THE TASK: For each line of the data that includes the word "version", copy the line.
#####
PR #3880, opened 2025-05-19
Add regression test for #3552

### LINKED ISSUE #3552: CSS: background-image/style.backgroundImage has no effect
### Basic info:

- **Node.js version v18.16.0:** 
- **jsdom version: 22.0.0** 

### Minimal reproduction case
#####
ANSWER SECTION:
- **Node.js version v18.16.0:** 
- **jsdom version: 22.0.0** 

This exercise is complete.